* _INPUT FOR THIS TASK_
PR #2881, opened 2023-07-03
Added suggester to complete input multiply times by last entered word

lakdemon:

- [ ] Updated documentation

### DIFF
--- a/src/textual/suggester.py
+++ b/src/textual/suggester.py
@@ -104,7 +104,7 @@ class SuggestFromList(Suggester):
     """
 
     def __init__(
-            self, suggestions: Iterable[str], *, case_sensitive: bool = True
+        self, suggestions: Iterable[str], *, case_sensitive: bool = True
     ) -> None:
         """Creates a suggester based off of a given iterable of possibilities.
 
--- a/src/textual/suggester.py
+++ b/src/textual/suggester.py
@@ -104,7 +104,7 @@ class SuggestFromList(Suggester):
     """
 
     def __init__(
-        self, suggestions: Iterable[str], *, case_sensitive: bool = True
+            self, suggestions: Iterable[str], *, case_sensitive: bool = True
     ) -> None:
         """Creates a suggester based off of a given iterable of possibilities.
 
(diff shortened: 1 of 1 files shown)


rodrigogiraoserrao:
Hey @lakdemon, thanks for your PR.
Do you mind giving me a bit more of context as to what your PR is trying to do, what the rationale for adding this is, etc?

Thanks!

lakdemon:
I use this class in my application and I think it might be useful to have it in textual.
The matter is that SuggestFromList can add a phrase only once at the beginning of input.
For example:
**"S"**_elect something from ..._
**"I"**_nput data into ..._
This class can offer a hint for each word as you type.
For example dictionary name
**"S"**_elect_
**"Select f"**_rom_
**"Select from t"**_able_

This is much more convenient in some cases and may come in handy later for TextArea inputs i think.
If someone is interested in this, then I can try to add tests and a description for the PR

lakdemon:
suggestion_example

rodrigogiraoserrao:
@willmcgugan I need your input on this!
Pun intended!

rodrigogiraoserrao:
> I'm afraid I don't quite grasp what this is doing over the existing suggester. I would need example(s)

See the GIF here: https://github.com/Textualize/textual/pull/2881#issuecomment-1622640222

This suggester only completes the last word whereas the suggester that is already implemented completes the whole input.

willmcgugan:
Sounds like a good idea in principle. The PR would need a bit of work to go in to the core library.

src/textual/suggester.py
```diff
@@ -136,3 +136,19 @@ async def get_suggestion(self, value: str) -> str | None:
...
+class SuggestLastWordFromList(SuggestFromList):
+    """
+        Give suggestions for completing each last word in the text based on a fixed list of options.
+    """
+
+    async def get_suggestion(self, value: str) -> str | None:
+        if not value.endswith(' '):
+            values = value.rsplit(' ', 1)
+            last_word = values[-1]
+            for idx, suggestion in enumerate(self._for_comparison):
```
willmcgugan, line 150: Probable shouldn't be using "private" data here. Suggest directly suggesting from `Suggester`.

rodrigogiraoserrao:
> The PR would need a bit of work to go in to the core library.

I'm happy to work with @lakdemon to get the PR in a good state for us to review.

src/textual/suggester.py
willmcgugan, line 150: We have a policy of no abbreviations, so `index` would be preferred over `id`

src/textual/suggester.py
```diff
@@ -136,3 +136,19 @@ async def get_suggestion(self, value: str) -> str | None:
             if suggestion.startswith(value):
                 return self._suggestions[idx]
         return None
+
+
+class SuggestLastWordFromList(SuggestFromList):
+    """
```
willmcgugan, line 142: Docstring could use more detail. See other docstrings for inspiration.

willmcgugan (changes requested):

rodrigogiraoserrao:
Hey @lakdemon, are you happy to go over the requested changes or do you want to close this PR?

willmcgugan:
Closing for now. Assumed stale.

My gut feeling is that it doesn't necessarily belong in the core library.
==
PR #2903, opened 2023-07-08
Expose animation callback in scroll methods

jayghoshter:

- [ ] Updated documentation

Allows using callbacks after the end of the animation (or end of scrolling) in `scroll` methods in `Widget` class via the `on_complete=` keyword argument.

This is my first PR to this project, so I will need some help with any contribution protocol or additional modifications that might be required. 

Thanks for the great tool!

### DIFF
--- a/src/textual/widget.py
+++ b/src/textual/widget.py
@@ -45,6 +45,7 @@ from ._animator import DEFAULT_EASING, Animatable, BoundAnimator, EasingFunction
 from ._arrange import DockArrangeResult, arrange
--
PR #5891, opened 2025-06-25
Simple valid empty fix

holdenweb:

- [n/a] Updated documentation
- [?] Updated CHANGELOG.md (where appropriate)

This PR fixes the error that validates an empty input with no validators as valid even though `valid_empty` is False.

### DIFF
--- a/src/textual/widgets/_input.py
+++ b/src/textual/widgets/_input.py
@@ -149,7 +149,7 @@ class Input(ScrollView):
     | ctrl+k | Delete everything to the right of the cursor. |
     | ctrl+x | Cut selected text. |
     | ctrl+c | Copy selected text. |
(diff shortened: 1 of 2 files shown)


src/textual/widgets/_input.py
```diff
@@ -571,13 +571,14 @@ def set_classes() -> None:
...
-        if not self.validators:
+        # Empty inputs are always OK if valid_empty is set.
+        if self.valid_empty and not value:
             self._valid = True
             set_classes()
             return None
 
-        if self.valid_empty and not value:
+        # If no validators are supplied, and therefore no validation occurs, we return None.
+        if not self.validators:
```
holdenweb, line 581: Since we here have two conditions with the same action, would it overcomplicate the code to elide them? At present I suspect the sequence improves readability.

* _YOUR GOAL_
From the material above, return every line that contains "happy".

* _SOLUTION TO THE EXERCISE_
I'm happy to work with @lakdemon to get the PR in a good state for us to review.
Hey @lakdemon, are you happy to go over the requested changes or do you want to close this PR?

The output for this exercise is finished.